Copy out the entries below exactly as they stand, but only from the line containing "with — pinned by" through the line containing "to bd's inline".

**Stored items from a collection**:

^^^^^^^^

PR #5178, opened 2026-08-10
fix(cli): land the stranded-write repair verb and make the alarm name it (ga-j72r8)

julianknutsen:
## The failure this closes

A converged split city that acquires infrastructure beads in its retained
work store — by `cook --attach`, a pre-fix binary, a partial migration, a
rolled-back deploy — had **no way out**. `gc storage status` exited 1, every
later command carried a permanent alarm, and the alarm's remedy was a
*sentence*: "recover them into the binding's database". It named no verb.
`gc storage migrate --from-work` refuses to re-run, so there was nothing to
run. Strands are boot-fatal on the enterprise path, so this was not cosmetic.

**Proven in production before it was landed.** This verb (as a prototype)
recovered **1,452 stranded `orders`-class beads** on a live maintainer city:
work store unmutated (2,135 rows before and after), binding 51,127 → 52,579,
manifest a verified superset with 0 ids dropped, re-run a proven no-op, and
`gc storage status` went exit 1 → **exit 0, stranded 0** on the binary the
supervisor actually runs.

## Why a separate verb, and not the migration again

The migration's one-shot gate is a **safety property, not an obstacle**, and
`cmd/gc/infra_class_recover.go`'s header says so at length so the next person
is not tempted:

- `runInfraClassMigration` reads convergence first and hands a marked city to
  `confirmInfraConvergence`. It never re-copies.
- Force a re-copy by removing the marker and `prepareInfraDestination` DELETES
  every stamped row and re-imports from a source that no longer holds them.
  On the real city that is a measured **51,127 → 1,452 loss**.
- `verifyInfraCopy` demands bidirectional equality, which a serving binding
  that has legitimately grown can never satisfy.

So the repair is **scoped and additive**: it copies only ids the binding does
not hold and the manifest does not record, it never deletes from either store,
and it extends the manifest only after every moved bead is re-read field-,
class- and dep-equal from a CLOSED AND REOPENED destination.

## What landed

`gc storage recover-stranded --from-work --fleet-stopped [--dry-run] [--dump]`,
built from `storageRecoveryCommand` and parsed into the cobra tree by the same
`parseOperatorCommandSpelling` the migrate verb uses — so a refusal can never
name a command the binary does not carry. It reuses the migration's own
primitives throughout (`readInfraSnapshot`, `infraMigrationRow`,
`CreateWithForeignID`, `beadCopyDifference`, `infraCopyClassDifference`,
`infraDepDifference`, the copy manifest, `AcquireMigrationGuard`, the
foreign-controller probe).

**Refuses rather than guesses.** A bead whose owning class the binding does
not serve, whose class would change in the crossing, or whose dependency
topology the source cannot state is NAMED and left intact in the work store;
the command exits non-zero. Classification is `coordclass` — the same
authority `readInfraSnapshot` selects the gap with — pinned by
`TestStrandedRecoveryClassifiesWithTheSameAuthorityAsTheBootGuard`, because a
repair that disagreed with the guard would move beads and leave the boot
refusing anyway.

**The DepList carry-over, which is load-bearing.** A bd/Postgres work store
answers `DepList` with `operation "IssueRelations" not supported by the
postgres backend`. `sourceDepReader` prefers the relation read and falls back
to bd's inline per-bead projection (`beads.Bead.Dependencies`) — but only
after **witnessing that projection live** somewhere in the store, because an
adapter that never populated it would answer "no edges" for every bead and a
naive fallback would silently flatten the graph. Unwitnessed makes every bead
ambiguous rather than edge-free. The MIGRATION path needs the same treatment
and cannot run against such a source at all today: filed as `ga-7i7ts`.

**The alarm names the verb now**, at all three sites that report a strand:
`infraMigrationOperatorAdvice` (the boot advice a supervisor records),
`confirmInfraConvergence`'s stderr (what a boot prints), and `gc storage
status`, which used to print the ids and stop — that silence was half the
reported bug. The born-split arm deliberately does NOT name it (that binding's
provider never resolves a target, so the verb would refuse) and says this
build carries no repair for it instead; pinned by
`TestBornSplitAdviceDoesNotNameARepairItCannotRun`. And if an operator reaches
the verb anyway — `gc storage --help` lists it — it now reports the born-split
discipline's own verdict instead of asserting "nothing here is stranded"; see
the council round below.

## Red-before, by mutation

Manifest superset, with `extended` built from the moved beads alone:

```
recovery exited 1; stderr: gc storage recover-stranded: the extended manifest
would drop 4 id(s) the previous one recorded (gc-1, gc-2, gc-3, gc-4). It is
written as a superset or not at all
```

and with that guard ALSO removed — the production consequence, a city refusing
to boot over rows its own GC legitimately collected:

```
residual stranded: 3 / residual ids: gc-1, gc-2, gc-3
```

Ambiguous-class refusal, with the class gate dropped:

```
recovery exited 0 and copied gc-4 into a binding that does not serve its class
```

DepList fallback removed (the refusal propagating):

```
gc-4 (dependency topology unreadable: operation "IssueRelations" not supported by the postgres backend)
gc-5 (dependency topology unreadable: operation "IssueRelations" not supported by the postgres backend)
```

Witness requirement removed:

```
recovery exited 0 over a source that can state no bead's topology; the gap
crossed edge-free
```

Copy loop skipped (the equality stage catches it before the manifest moves):

```
bead gc-4 missing from the reopened binding: bead not found. The manifest was
NOT extended, so this bead is still named as stranded
```

Source deleted after copy:

```
the work store changed during the repair: before [gc-1 gc-2 gc-3 gc-4 gc-5 gc-6],
after [gc-1 gc-2 gc-3 gc-6]
```

Advice/status restored to their pre-fix wording:

```
the stranded advice names no runnable recovery: "... Stop every writer, recover
them into the binding's database, and re-check with `gc storage status` ..."
status names no runnable recovery, which is half the reported bug
```

Single-store city, with the unresolved-target refusal removed, then with the
convergence gates removed too:

```
the refusal does not say why there is nothing to do: "... has not converged
onto binding \"\" ..."
the repair opened the work store of a city with no infrastructure binding
```

The suite's source leaf is `internal/beads/splittest`'s strict BdSemantics
work store; the destination is the production opener throughout, i.e. a real
`beads.SQLiteStore` under the graph class's reserved prefix.

## Census

A new leaf needs the productmetrics command census: id 201 registered in
`cmd/gc/productmetrics_command_census.json`, `gen-command-census` re-run over
the three derived artifacts, and the lockstepped catalog count in
`internal/productmetrics/event_test.go` bumped 196 → 197.

## Council review round — one blocker and eight majors, fixed

A multi-reviewer council ran reproduced probes against `3a3a2b5c0e` and found
one blocker and eight majors. Several were facets of **two root causes**, and
both are fixed at the root rather than at each symptom. None of them fired on
the production recovery — all 1,452 beads there had **zero dep edges** and the
run completed — so this round is about the NEXT city, on a tool that writes to
a ledger during an incident.

### Root cause 1 — the edge pass iterated the copy, not the topology

**BLOCKER: inbound within-infra edges into a recovered bead were never
restored**, while the run exited 0 reporting `verified: N bead(s) re-read
field-, class- and dep-equal` and `residual stranded: 0`. The pass read
`DepList(id,"down")` for beads in `movable` only, so an edge from a bead that
crossed at cutover INTO one this run recovered was never read, never written,
never counted and never checked. That direction is the dispatcher's *normal*
wiring — `internal/dispatch/fanout.go:181`, `internal/molecule/molecule.go:351`,
`internal/dispatch/ralph.go:475` all write old → new — and because
`infraMigrationRow` strips `IsBlocked`, binding readiness is dependency-derived:
a dropped `blocks` edge makes a blocked bead read READY.

Same root, two more majors: an **outbound edge to a peer the repair declined to
move** was dropped permanently and mislabelled `cross-boundary edge(s) left as
metadata linkage` (it is neither cross-boundary nor retained — `infraMigrationRow`
nils both `Dependencies` and `Needs`), and **a re-run never re-drove edges** for
beads the binding already held, so the advertised refuse-then-fix workflow could
not repair a truncated topology.

**Fix.** The edge pass now runs over every source infrastructure bead the binding
will hold — `planInfraEdges` over the *resident* set, this run's rows and the
cutover's alike — which covers both directions, because an inbound edge into a
recovered bead is the outbound edge of a resident one. This is exactly what
`importInfraSnapshot` already does (its dep pass iterates every row, not the ones
it created), so no new mechanism is invented; the repair had regressed a
guarantee the cutover already had.

Only edges the binding **lacks** are written, so the pass is a diff, not a
rewrite: `edges: 0 restored, 4 already in the binding` is what a converged city
reports, and a re-run repairs a partial topology instead of no-opping past it.
An edge that cannot be written is now **named per edge**, and the three reasons
are three different facts rather than one count:

```
edges: 1 restored, 0 already in the binding, 1 cross-boundary edge(s) into work
left as metadata linkage, 0 into a bead the binding's own GC collected
DROPPED 1 within-infra dep edge(s): the far endpoint is an infrastructure bead
this repair declined to move, and nothing retains them:
  gc-5 -> gc-4 (blocks): the far endpoint is an infrastructure bead this repair declined to move
```

A dropped edge now also forces a non-zero exit. **No dropped edge rides under a
success report.**

### Root cause 2 — the partial-run residue was invisible and became boot-fatal

The gap loop dropped `{source-infra ∧ in binding ∧ not in manifest}` on the
floor. That set is exactly what an interrupted run leaves: rows are written one
by one, the manifest is published once at the end. Those ids are **not** still
stranded — the binding holds them — so no check named them, run 2 printed
`nothing to recover` and **exited 0**, and so did `gc storage status`. When the
binding's own wisp GC later hard-deleted one (the documented reason the manifest
exists), the boot guard re-classified it **stranded**: a city refusing to boot
over a row the repair had correctly delivered, whose only named remedy
re-imported a row the binding deliberately GC-deleted.

The header asserted the opposite — *"those ids are still stranded, still named by
the next check"* — which is **false for exactly the ids that got copied**. That
sentence is corrected, and the asymmetry with the migration is now stated
explicitly so it is not re-introduced: an interrupted `runInfraClassMigration`
self-heals (manifest before marker, then `prepareInfraDestination` drops and
re-imports); this repair writes into an already-converged binding it must never
clear, so **its resume is recognition, not rollback**.

**Fix.** A third bucket beside `stranded` and `removedSinceCutover`, reported in
the header block as `in the binding, unrecorded: N`, re-proven against the closed
and reopened destination by the same comparators the moved rows face, and folded
into the manifest. A residue row that cannot be proven to be the source's row is
**named and left unrecorded** — the manifest means "the copy was proven to
deliver this id", and recording an unproven one would be a proof nobody made.
`nothing to recover` / exit 0 can no longer be printed while the bucket is
non-empty.

**Both council probes reproduced and defeated**, as permanent tests:

- `TestStorageRecoverStrandedRecordsAResidueAnInterruptedRunLeft` — the
  `infraMigrationRename` stub (models ENOSPC/EROFS or a kill between the copy
  and the atomic publish).
- `TestStorageRecoverStrandedRecordsAResidueLeftByAnUnwritableBindingRoot` —
  **no seam stubbed at all**: `chmod 0555` on the binding root, which fails at
  `backupInfraCopyManifest` *after* `copied: 1`. The database lives in a
  component directory below the root, which is why the copy succeeds and only
  the manifest write fails.

Both then close the chain: the binding's own delete of a recovered row now reads
back as collected rather than as a strand.

### The remaining majors

**One transient `DepList` error downgraded the whole run** to the inline
projection — the read this codebase itself marks incomplete
(`BdStore.listIncludesCompleteDependencies` returns false) — and the equality
stage then compared against that same lossy read, so the dep proof could not
fail. Now `infraRelationCapabilityRefusal` latches the fallback **only** on the
adapter's unsupported-operation shape (the same text-match idiom as
`infraGenesisOpenFailure`'s "already exists"); any other error is per-bead, and a
bead whose own read fails is ambiguous rather than edge-free. And the equality
stage re-reads the source independently, as `verifyInfraCopy` does, so it can
now catch what a degraded read would have lost.

**The manifest was read before the migration guard** and rewritten under it,
with a controller-socket dial (500ms/500ms/2s) in between — a read-modify-write
straddling the lock, so a concurrent run that published and released inside that
window had its ids silently dropped, and `manifestIDsDropped` could not fire
because it diffed the replacement against the same stale map. The read moved
under the guard, matching `runInfraClassMigration`.

**`--dump` used `os.Create`.** Now `O_CREATE|O_EXCL` plus a refusal for any path
inside the binding root: the three tab-completions available there are the
manifest, the marker and the database directory, and `--dry-run --dump` needs no
attestation and prints "nothing was written".

**Born-split contradiction.** The `!ok` arm asserted "nothing here is stranded"
on the one city where that is false — the boot guard names the ids and
`gc storage status` prints `born-split: BLOCKED` for the same bead. The arm now
branches on `storageSplitShapeOf` exactly as `doStorageStatus` does, names the
provider, defers to `checkBornSplitDiscipline` and reports what that authority
says. Two commands in one binary no longer contradict each other about the same
bead id during an incident.

**Minors.** The `logPrefix` comment claimed a test pinned it against
`storageRecoveryCommand`; no test could see a local constant. It is now derived
from the spelling by `storageRecoveryLogPrefix()` and pinned end to end,
including through a real refusal's stderr. The remaining three minors were
facets of the two root causes above.

### Properties deliberately preserved

Copy-and-leave-source, refuse-on-ambiguous-class, `coordclass` agreement with the
boot guard, manifest-superset-or-nothing, and the do-not-re-run-the-migration
reasoning in the header — all unchanged, all still pinned by their original
tests. Field equality is still demanded for the rows this run creates and is
deliberately **not** demanded for rows already resident: a binding that has been
serving legitimately diverges from the source copy it was made from. Edge
equality is one-directional for those same resident rows, for the same reason,
and stays bidirectional for rows this run created, where anything extra would be
fabricated.

### Red-before, this round

```
the inbound edge gc-1 -> gc-4 did not cross: the binding holds no edge from the
bead that crossed at cutover into the one this run recovered. binding deps of
gc-1 = []; the source still holds it

the re-run did not restore the truncated edge gc-5 -> gc-4: binding deps of
gc-5 = []; a re-run that cannot repair a partial topology is not the resume the
refusal promises

the report calls a within-infra edge cross-boundary: "copied: 1 bead(s), 0 dep
edge(s) (1 cross-boundary edge(s) left as metadata linkage)"
the report does not name the endpoints of the edge it dropped

the second run reported a clean city over a row the binding holds and the
manifest does not record: ... nothing to recover ...
the manifest still does not record gc-4, so the binding's own GC of that row
would read back as a strand: [gc-1 gc-2]

the run downgraded the whole dependency read over a transient error: "source dep
edges: the store refuses relation listing (database is locked) ..."
the real edge gc-5 -> gc-4 was dropped by the downgrade: binding deps of gc-5 = []

the extended manifest dropped gc-concurrently-recovered-1, which the on-disk
manifest recorded before this run took the guard; manifest = [gc-1 gc-2 gc-4]

the dry run truncated the proven-copy manifest it was pointed at: "[\n  {\n
\"bead\": {\n      \"id\": \"gc-4\", ..."

the refusal claims nothing is stranded on a city whose boot guard names gc-1:
"... so there is no binding to recover into and nothing here is stranded."
```

Thirteen new tests, twelve of them red before the fix and one
(`TestStorageRecoverStrandedLeavesCrossBoundaryEdgesAlone`) green before and
after — it is the guard that keeps the fix from eating the edge class that is
*supposed* to be left behind.

## Gates

Re-run in full after the council round, SERIAL (`-p 1 -parallel 1`) on a loaded box:

`go build ./...` OK · `go vet ./...` OK · `gofumpt -l cmd internal` empty ·
`golangci-lint run ./...` (2.10.1) **0 issues** ·
`go test ./cmd/gc -timeout 25m` (SERIAL) **ok 771.3s** ·
`go test ./internal/...` **ok** · `go test ./internal/testpolicy/...` **ok** ·
`scripts/check-core-boundary.sh` OK · `make check-split-topology-rows` OK ·
`make check-routed-test-rows` OK · `gen-command-census -check` OK.

No new leaf and no wire change in the council round, so the command census,
OpenAPI and dashboard artifacts are unchanged from the first pass (census id 201
and the 196 → 197 catalog bump landed with the original commit).


julianknutsen:
## Council round applied — 1 blocker + 8 majors + 4 minors fixed in `5bd763ea51`

Two root causes, fixed at the root rather than symptom by symptom. **None of
these fired on the production recovery** — all 1,452 beads there had zero dep
edges — so this round is about the next city, on a tool that writes to a ledger
during an incident.

### 1. BLOCKER — inbound within-infra edges were silently lost

The edge pass iterated `movable` and read outbound edges only, so an edge FROM a
bead that crossed at cutover INTO one this run recovered was never read, written,
counted or checked — under `verified: N bead(s) ... dep-equal`, `residual
stranded: 0` and exit 0. It is the dispatcher's *normal* wiring direction
(`fanout.go:181`, `molecule.go:351`, `ralph.go:475` all write old → new), and
since `infraMigrationRow` strips `IsBlocked`, a dropped `blocks` edge makes a
blocked bead read READY.

Same root: outbound edges to peers the repair declined to move were dropped and
mislabelled `cross-boundary … left as metadata linkage`, and a re-run never
re-drove edges for beads the binding already held.

**Fix.** `planInfraEdges` runs over every source infra bead the binding will hold
— inbound and outbound cover each other, because an inbound edge into a recovered
bead *is* the outbound edge of a resident one. This is precisely what
`importInfraSnapshot` already does (its dep pass iterates every row, not the ones
it created), so no new mechanism was invented; the repair had regressed a
guarantee the cutover already had. Only *missing* edges are written, so the pass
is a diff — a re-run repairs a truncated topology and reports `edges: 1 restored`,
then `0 restored` once converged. Unwritable edges are **named per edge**, with
three distinct reasons, and force a non-zero exit.

### 2. The partial-run residue was invisible and became boot-fatal

`{source-infra ∧ in binding ∧ not in manifest}` was dropped on the floor. Run 2
printed `nothing to recover` and exited 0; when the binding's own GC later
deleted the row, the boot guard called it stranded. The header's claim that those
ids "are still stranded, still named by the next check" is **false for exactly
the ids that got copied**, and is corrected — along with the asymmetry: the
migration self-heals by rollback, this repair resumes by *recognition*, because
it writes into an already-converged binding it must never clear.

**Fix.** Third bucket, reported as `in the binding, unrecorded: N`, re-proven by
the same comparators the moved rows face, folded into the manifest. A row that
cannot be proven to be the source's row is named and left unrecorded.
`nothing to recover`/exit 0 is unreachable while the bucket is non-empty.

**Both council probes reproduced and defeated** (now permanent tests):

<details><summary>Probe A — <code>infraMigrationRename</code> stub</summary>

```
RUN 1 exit=1   copied: 1 bead(s) / verified: 1 bead(s) ...
               writing the infra copy manifest: simulated rename failure
RUN 1 manifest=[gc-1 gc-2]
RUN 2 exit=0   stranded: 0 / in the binding, unrecorded: 1
               verified: 1 bead(s) ... / manifest: 2 -> 3 bead(s)
RUN 2 manifest=[gc-1 gc-2 gc-4]  stranded=[]
```
</details>

<details><summary>Probe B — <b>no seam stubbed</b>, <code>chmod 0555</code> on the binding root</summary>

```
RUN 1 exit=1   copied: 1 bead(s) / verified: 1 bead(s) ...
               backing the manifest up to ...bak-...: permission denied
RUN 1 manifest=[gc-1 gc-2]
RUN 2 exit=0   stranded: 0 / in the binding, unrecorded: 1
               manifest: 2 -> 3 bead(s)
RUN 2 manifest=[gc-1 gc-2 gc-4]  stranded=[]
```
</details>

### 3. The remaining majors

- **Transient `DepList` error downgraded the whole run** to the inline projection
  (the read `BdStore.listIncludesCompleteDependencies` declares incomplete), and
  the equality stage compared against that same lossy read. Now
  `infraRelationCapabilityRefusal` latches only on the adapter's
  unsupported-operation shape — the `infraGenesisOpenFailure` idiom — and any
  other error is per-bead; the equality stage re-reads the source independently,
  as `verifyInfraCopy` does, so it can catch what a downgrade would have lost.
- **Manifest read moved under the migration guard**, matching
  `runInfraClassMigration`; the read-modify-write no longer straddles the lock.
- **`--dump`**: `O_CREATE|O_EXCL` plus a refusal for any path inside the binding
  root, where all three tab-completions are fatal targets.
- **Born-split**: the `!ok` arm no longer asserts "nothing here is stranded" on
  the one city where that is false. It branches on `storageSplitShapeOf` exactly
  as `doStorageStatus` does and defers to `checkBornSplitDiscipline`.
- **Minors**: `logPrefix` is derived from `storageRecoveryCommand` and pinned end
  to end (the old comment claimed a test pinned a local constant nothing could
  see); the other three were facets of the two root causes.

### Preserved

Copy-and-leave-source, refuse-on-ambiguous-class, `coordclass` agreement with the
boot guard, manifest-superset-or-nothing, and the do-not-re-run-the-migration
reasoning — unchanged, still pinned by their original tests. Field equality is
still demanded for rows this run creates and deliberately **not** for rows already
resident, which legitimately diverge from the source copy they were made from;
edge equality is one-directional for those and stays bidirectional for rows this
run created.

### Tests and gates

13 new tests, **12 red before the fix**; the 13th
(`…LeavesCrossBoundaryEdgesAlone`) is green before and after and guards against
the fix eating the edge class that is *supposed* to be left behind.

SERIAL (`-p 1 -parallel 1`): `go build ./...` · `go vet ./...` · `gofumpt` clean ·
`golangci-lint` 2.10.1 **0 issues** · `go test ./cmd/gc` **ok 771.3s** ·
`go test ./internal/...` **ok** · `./internal/testpolicy/...` **ok** ·
`check-core-boundary` · `check-split-topology-rows` · `check-routed-test-rows` ·
`gen-command-census -check` — all OK.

^^^^^^^^

**WRITTEN REPLY**:
authority `readInfraSnapshot` selects the gap with — pinned by
`TestStrandedRecoveryClassifiesWithTheSameAuthorityAsTheBootGuard`, because a
repair that disagreed with the guard would move beads and leave the boot
refusing anyway.

**The DepList carry-over, which is load-bearing.** A bd/Postgres work store
answers `DepList` with `operation "IssueRelations" not supported by the
postgres backend`. `sourceDepReader` prefers the relation read and falls back
to bd's inline per-bead projection (`beads.Bead.Dependencies`) — but only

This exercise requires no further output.